Material provided |

--------------------

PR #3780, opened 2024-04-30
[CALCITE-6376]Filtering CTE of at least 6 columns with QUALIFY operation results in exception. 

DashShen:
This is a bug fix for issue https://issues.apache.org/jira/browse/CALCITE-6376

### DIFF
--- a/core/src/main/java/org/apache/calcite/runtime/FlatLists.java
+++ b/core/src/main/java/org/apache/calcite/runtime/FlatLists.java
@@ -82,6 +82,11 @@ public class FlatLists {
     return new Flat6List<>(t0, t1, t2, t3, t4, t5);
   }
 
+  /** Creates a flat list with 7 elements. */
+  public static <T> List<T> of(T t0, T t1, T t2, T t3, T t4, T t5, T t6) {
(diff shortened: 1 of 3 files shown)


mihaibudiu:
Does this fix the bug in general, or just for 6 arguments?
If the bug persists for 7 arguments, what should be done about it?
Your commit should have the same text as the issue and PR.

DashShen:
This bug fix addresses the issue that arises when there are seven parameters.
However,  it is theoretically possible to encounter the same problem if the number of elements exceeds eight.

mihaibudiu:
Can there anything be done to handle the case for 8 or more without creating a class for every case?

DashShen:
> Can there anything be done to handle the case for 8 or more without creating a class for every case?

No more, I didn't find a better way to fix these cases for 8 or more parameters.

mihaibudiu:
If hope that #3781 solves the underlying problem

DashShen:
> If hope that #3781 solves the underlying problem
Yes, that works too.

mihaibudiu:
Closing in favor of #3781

--------------------

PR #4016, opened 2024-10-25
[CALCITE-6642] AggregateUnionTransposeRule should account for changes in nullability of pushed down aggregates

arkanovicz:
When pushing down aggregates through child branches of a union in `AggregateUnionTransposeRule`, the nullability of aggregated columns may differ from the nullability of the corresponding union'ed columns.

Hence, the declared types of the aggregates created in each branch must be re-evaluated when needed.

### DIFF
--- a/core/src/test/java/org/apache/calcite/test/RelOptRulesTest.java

--------------------

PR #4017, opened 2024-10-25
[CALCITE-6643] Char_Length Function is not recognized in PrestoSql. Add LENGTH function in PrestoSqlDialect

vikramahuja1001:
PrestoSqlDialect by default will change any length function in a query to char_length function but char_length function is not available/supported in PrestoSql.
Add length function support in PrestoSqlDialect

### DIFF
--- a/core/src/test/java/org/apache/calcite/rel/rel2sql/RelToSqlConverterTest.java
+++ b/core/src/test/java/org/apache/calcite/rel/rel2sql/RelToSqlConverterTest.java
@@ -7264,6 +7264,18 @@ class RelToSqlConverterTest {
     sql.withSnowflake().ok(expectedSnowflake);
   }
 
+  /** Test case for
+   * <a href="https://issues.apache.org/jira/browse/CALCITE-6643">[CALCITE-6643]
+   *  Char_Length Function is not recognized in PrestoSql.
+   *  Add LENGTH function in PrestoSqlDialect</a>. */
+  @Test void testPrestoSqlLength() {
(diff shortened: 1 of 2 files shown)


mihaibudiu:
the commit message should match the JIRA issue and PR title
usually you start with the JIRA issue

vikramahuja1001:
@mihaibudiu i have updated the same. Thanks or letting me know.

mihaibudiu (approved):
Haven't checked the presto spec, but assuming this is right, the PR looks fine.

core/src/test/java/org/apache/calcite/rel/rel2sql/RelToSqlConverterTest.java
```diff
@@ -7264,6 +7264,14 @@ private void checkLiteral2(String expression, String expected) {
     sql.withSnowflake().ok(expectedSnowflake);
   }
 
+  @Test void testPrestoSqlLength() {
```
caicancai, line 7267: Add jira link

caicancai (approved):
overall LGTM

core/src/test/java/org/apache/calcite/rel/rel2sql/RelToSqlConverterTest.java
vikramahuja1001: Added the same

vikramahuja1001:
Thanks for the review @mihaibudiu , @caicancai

--------------------

Work required | In the records above, each line with the string "down" should be copied.

Finished task |
[CALCITE-6642] AggregateUnionTransposeRule should account for changes in nullability of pushed down aggregates
When pushing down aggregates through child branches of a union in `AggregateUnionTransposeRule`, the nullability of aggregated columns may differ from the nullability of the corresponding union'ed columns.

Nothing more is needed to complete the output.